On 24 July [1939], I was drafted into the army as a reserve soldier. Then I was taken prisoner by the Germans near Siedlce, and was taken to a place near Königsberg, Mohrungen district. I was there until August 1940, but then I escaped to the Polish territories. I intended to visit home, but I failed because my home was far away, beyond the Latvian border, in the Brasław district. Before I reached Białystok, the Bolsheviks stopped me to check my identity. Since I had no documents, they put me in prison in Białystok as a German spy. They kept me there until May 1941. During that period, I was interrogated, and I received 300 grams of bread and a liter of soup per day. We were left there at the mercy of lice and bedbugs, without any medical care.

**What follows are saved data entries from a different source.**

PR #197, opened 2024-12-03
Interfaces for add-ffi

jjaworska:
Interfaces for the "add-ffi" functionality

### DIFF
--- a/src/main/kotlin/cacophony/controlflow/functions/FunctionCallHandlerImpl.kt
+++ b/src/main/kotlin/cacophony/controlflow/functions/FunctionCallHandlerImpl.kt
@@ -1,0 +1,32 @@
+package cacophony.controlflow.functions
+
+import cacophony.controlflow.CFGNode
+import cacophony.controlflow.CFGNode.RegisterUse
+import cacophony.controlflow.HardwareRegister
+import cacophony.controlflow.Register
+import cacophony.semantic.syntaxtree.Definition.FunctionDeclaration
+
+open class FunctionCallHandlerImpl(
+    val function: FunctionDeclaration,
+    // List of parents' handlers ordered from immediate parent.
+    private val ancestorFunctionHandlers: List<FunctionHandler>,
+) : FunctionCallHandler {
+    // Wrapper for generateCall that additionally fills staticLink to parent function.
+    // Since staticLink is not property of node itself, but rather of its children,
+    // if caller is immediate parent, we have to fetch RBP instead.
+    override fun generateCallFrom(
+        callerFunction: FunctionHandler,
+        arguments: List<CFGNode>,
+        result: Register?,
+        respectStackAlignment: Boolean,
+    ): List<CFGNode> {
+        val staticLinkVar =
+            if (ancestorFunctionHandlers.isEmpty() || callerFunction === ancestorFunctionHandlers.first()) {
+                RegisterUse(Register.FixedRegister(HardwareRegister.RBP))
+            } else {
+                callerFunction.generateAccessToFramePointer(ancestorFunctionHandlers.first().getFunctionDeclaration())
+            }
+
+        return generateCall(function, arguments + mutableListOf(staticLinkVar), result, respectStackAlignment)
+    }
+}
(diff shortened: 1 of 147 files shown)


src/main/kotlin/cacophony/semantic/syntaxtree/SyntaxTree.kt
```diff
@@ -112,14 +112,34 @@ sealed class Definition(
...
         val returnType: Type,
+    ) : Definition(range, identifier) {
+        override fun isEquivalent(other: Expression?): Boolean =
+            super.isEquivalent(other) &&
+                other is FunctionDeclaration &&
+                areEquivalentTypes(type, other.type) &&
+                areEquivalentTypes(returnType, other.returnType)
+    }
+
+    class ForeignFunctionDef(
```
Giselus, line 128: I see that we have a problem with naming and we swapped meanings of declaration and definition. Foreign functions can only be declared, but not defined. We could probably fix it and swap all declarations and definitions, if you don't want to do it here you may keep it as it is for integrity (and maybe order someone else to fix naming 😈).

src/main/kotlin/cacophony/semantic/syntaxtree/SyntaxTree.kt
```diff
@@ -112,14 +112,34 @@ sealed class Definition(
...
+        range: Pair<Location, Location>,
+        identifier: String,
+        type: Type.Functional,
+        returnType: Type,
+    ) : FunctionDef(range, identifier, type, returnType), TreeLeaf
```
Giselus, line 133: We can't have own function declarations in code, but we can have foreignFunction declarations, so maybe we can add toString for printing. I'm unsure if foreign function declarations will be present in AST, so I don't know if my comment makes sense.

src/main/kotlin/cacophony/controlflow/functions/FunctionCallHandlerImpl.kt
```diff
@@ -0,0 +1,32 @@
+package cacophony.controlflow.functions
+
+import cacophony.controlflow.CFGNode
+import cacophony.controlflow.CFGNode.RegisterUse
+import cacophony.controlflow.HardwareRegister
+import cacophony.controlflow.Register
+import cacophony.semantic.syntaxtree.Definition.FunctionDeclaration
+
+open class FunctionCallHandlerImpl(
```
Giselus, line 9: If I understand, we'll have another implementation like _ForeignFunctionCallHandlerImpl_, so maybe _FunctionCallHandlerImpl_ can get a better name that shows that it's user created function? But I'm not sure, just a suggestion.

Giselus (approved):
Looks good overall. I approve, but please think if you want to change something according to comments.

src/main/kotlin/cacophony/semantic/syntaxtree/SyntaxTree.kt
jjaworska: that was actually quite bad. I changed the naming, but this makes the diff much bigger

src/main/kotlin/cacophony/semantic/syntaxtree/SyntaxTree.kt
jjaworska: Yes, definitely, I added both this and isEquivalent

src/main/kotlin/cacophony/controlflow/functions/FunctionCallHandlerImpl.kt
jjaworska: I was thinking there was one FunctionCallHandlerImpl which just checks inside which function it uses. Maybe let's leave it up to decide for the person who will be implementing this?

src/main/kotlin/cacophony/semantic/syntaxtree/SyntaxTree.kt
jjaworska: but of course, it'll change snapshots once again :upside_down_face:

src/main/kotlin/cacophony/semantic/syntaxtree/SyntaxTree.kt
```diff
@@ -125,29 +125,37 @@ sealed class Definition(
                 areEquivalentTypes(returnType, other.returnType)
     }
 
-    class ForeignFunctionDef(
+    class ForeignFunctionDeclaration(
         range: Pair<Location, Location>,
         identifier: String,
         type: Type.Functional,
         returnType: Type,
```
Giselus, line 132: Just a question, I see it's done this way in different places as well. Type.Functional already has returnType, so it seems like we have duplicate returnType here. Maybe one of them is not used, or something. It has too many occurrences in the code to check, so I'll just leave this comment and you may add this as an issue or maybe I don't understand something here.

Giselus (approved):
LGTM 👍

As soon as we smelled gunpowder from the direction of Germany, they took us to Russia, beyond the Urals, to the White Sea, to Vorkuta. The journey took a month, we ate salty fish and 200 grams of rusks. As soon as we reached the destination they forced us to work in a coal mine, giving us poor food, that is 300 grams of bread and a bit of soup, but only if we met the quota. If we didn’t, we received 200 grams and some warm water. Many people died because of such nutrition. I remember the name of one companion, Jan Osowski.
The authorities treated Poles very badly, and the only thing they would say to us was “You Polish masters, you will die here and you will never see Poland again.”
We lived in such poverty until the amnesty, and then, when we were released, I joined the Polish army in Buzuluk.